A decision tree for function minimization
What R calls “optimization” is more generally known as function minimization. The tools in the stats package function optim() are all essentially function mimizers, as are those in the package optimrx found at https://r-forge.r-project.org/projects/optimizer/. optimrx tries to make it easier for users to call quite a few methods without having to learn many different sets of command syntax. It uses the same syntax as optim(), even down to parameter scaling, by changing the method=”name” argument.
There are, however, a number of methods. Which is best for your purpose? This posting presents a form of decision tree to try to help. It isn’t the last word, and you should not take it as a set of hard rules. But it does reflect a lot of experience and I have tried to give the reasoning behind some of the suggestions.
We assume there is a function we wish to minimize or maximize. Call it fn(x) where x is parameter vector of length n; we will let edata be exogenous data — those numbers or factors that are needed to compute the function but which we will not be adjusting. So we should really write fn(x, edata), but will often be lazy, just as R allows us to be with exogenous data.
Function fn(x) is assumed:
- to have an initial starting set of parameters x0 that is feasible (which I won’t define just now)
- to have more or less 1 local minimum (though we often try to solve problems with multiple minima present if these minima are believed to be sufficiently separated).
Note: if fn() is a sum of squares, then packages nlmrt or minpack.lm are preferred. The stats function nls() may also be useful. I plan to write more about nonlinear least squares in a later post. If you are desperate, then get in touch with me!

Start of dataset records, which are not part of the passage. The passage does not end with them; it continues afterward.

PR #816, opened 2019-09-20
815 main window resizing

### LINKED ISSUE #815: "Update available" text doesn't wrap properly
When I run master, this is what the "Update available" looks like. I think it should always be on one line and not wrap. Not sure if this is a macOS thing. My guess is that it's not easily fixable. Any ideas, @dcbriccetti ?

*On launch* -  😄
Screen Shot 2019-09-17 at 12 39 08 PM

*Make window bigger* - 😟
Screen Shot 2019-09-17 at 12 39 14 PM

*Make window smaller* -  😭
Screen Shot 2019-09-17 at 12 39 21 PM

dcbriccetti:
Closes #815

Please see the commit comments for details of the changes.

Not enough. It looks great on a Mac, but I’ll need help checking on other platforms.
Could someone please check that the underline is gone and that the hyperlink still works when Aggregate or Central is the source or target?

Using a ContentPane and BorderLayout seems best. 

Should have no effect.

No

### DIFF
--- a/src/org/opendatakit/briefcase/ui/reused/transfer/sourcetarget/target/Central.java
+++ b/src/org/opendatakit/briefcase/ui/reused/transfer/sourcetarget/target/Central.java
@@ -85,7 +85,7 @@ public class Central implements PushTarget<CentralServer> {
   public void decorate(JLabel label) {
     label.setText("" +
         "<html>" +
-        "URL: <a href=\"" + server.getBaseUrl().toString() + "\">" + getDescription() + "</a><br/>" +
+        "URL: <a style=\"text-decoration: none\" href=\"" + server.getBaseUrl().toString() + "\">" + getDescription() + "</a><br/>" +
         "Project ID: " + server.getProjectId() + "" +
         "</html>");
     makeClickable(label, () -> uncheckedBrowse(server.getBaseUrl()));
--- a/src/org/opendatakit/briefcase/ui/MainBriefcaseWindow.java
+++ b/src/org/opendatakit/briefcase/ui/MainBriefcaseWindow.java
@@ -73,7 +73,7 @@ public class MainBriefcaseWindow {
 
   private final JFrame frame = new JFrame();
   private final JTabbedPane tabbedPane = new JTabbedPane(JTabbedPane.TOP);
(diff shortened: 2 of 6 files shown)


ggalmazor:
> Perhaps @ggalmazor can fix the unchecked call to put in makeClickable.

I don't see a way to remove that unchecked call. I think we need to @Supress("unchecked") to the overloaded method. 

Why not assuming that `boolean underline` will always be true and simplify the `if` block? We can extract a method to get the underlined font and isolate the unchecked operation there.

dcbriccetti:
@ggalmazor Thanks for that. What do you think about removing underlines from links throughout Briefcase?

ggalmazor:
> What do you think about removing underlines from links throughout Briefcase?

I don't have a strong opinion about it. I'll let @yanokwa and @kkrawczyk123 fight for it ;)

kkrawczyk123:
I don't have a strong opinion about that too and I am not protesting :)

yanokwa:
If the blue stays, the underline can go.

src/org/opendatakit/briefcase/ui/reused/transfer/sourcetarget/target/Central.java
```diff
@@ -85,7 +85,7 @@ public void onSelect(Container container) {
   public void decorate(JLabel label) {
     label.setText("" +
         "<html>" +
-        "URL: <a href=\"" + server.getBaseUrl().toString() + "\">" + getDescription() + "</a><br/>" +
+        "URL: <a style='text-decoration: none' href=\"" + server.getBaseUrl().toString() + "\">" + getDescription() + "</a><br/>" +
```
ggalmazor: Sorry to be nitpicky, but we should use double quotes for HTML tag attribute values. 

I know it's annoying to escape them :/

dcbriccetti: Happy to change, but why do you want those ugly double quotes that use twice as much ink?

dcbriccetti:
Yo, yo, yo, this is ready to go.
(I’m in no rush, but the Github prodder has appeared.)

Let us proceed in a stepwise fashion.
Step 0: Presets.
If we are maximizing , create fn(x, edata) <- -fn.orig(x, edata) . That is, we
minimize the negative of the function we want to maximize.
Let us set some logical variables to define our problem:
- haveg = TRUE if there are analytic gradients of fn(x) available
- bounds = TRUE if there are lower and/or upper bounds on the parameters x
- masks = TRUE if some parameters are fixed — currently only packages Rvmmin and Rcgmin support masks well.
Step 1: Check function (This is always a REALLY good idea.)
- compute fn(x, edata) for at least x0 and verify the value is correct
- haveg TRUE: compute g(x0) and compare it with grad(fn, x0, edata) from package numDeriv
Step2: Running a method
- bounds TRUE,
- haveg FALSE: try nmkb() from package dfOptim, but note that the transfinite function approach to bounds in this method cannot have x0 — in fact any initial parameter — on a bound. bobyqa() from package minqa may be much more efficient, but can behave poorly. hjkb() from package dfOptim is very easy to understand, but sometimes stalls and generally inefficient.
- haveg TRUE:
- n < 50 (i.e., small): packages Rvmmin or nlminb
- n large: packages Rtnmin, Rcgmin, or method L-BFGS-B (from optim() in stats). Package lbfgsb3 is an implementation of the 2011 FORTRAN version of the same algorithm and in theory may be preferred, but L-BFGS-B() called via optim() or optimr() is likely more efficient. The three approaches mentioned can also be applied to small n problems, and sometimes are as efficient as the methods recommended for small n. Rtnmin and LBFGS variants are in the same general class of methods, but have many differences in implementation approach. Generally I have found that the relatively newer Rtnmin may be faster, but less reliable than, Rcgmin though the former seems to work better when the function has more “nonlinearity” (which for now I will not define). Rvmmin is, by design, very aggressive in trying to find a minimum, so will “try too hard” in many cases. As such it should not be criticised for slowness when it is intended to favour reliability over speed.
- bounds FALSE:
- haveg FALSE: Methods nmk() from dfOptim, or uobyqa() from minqa are indicated (but bobyqa() from minqa may be better as it is more up-to-date than uobyqa(); we can use very loose values for the bounds on x)
- haveg TRUE:
- n small: packages Rvmmin or ucminf , or function nlm() from stats.
- n large: method L-BFGS-B or packages Rcgmin and Rtnmin
In the above I have not mentioned function spg() from package BB. My experience is that occasionally this can be very efficient, but more often slower than other methods. However it has a particular advantage of allowing the application of quite complicated constraints.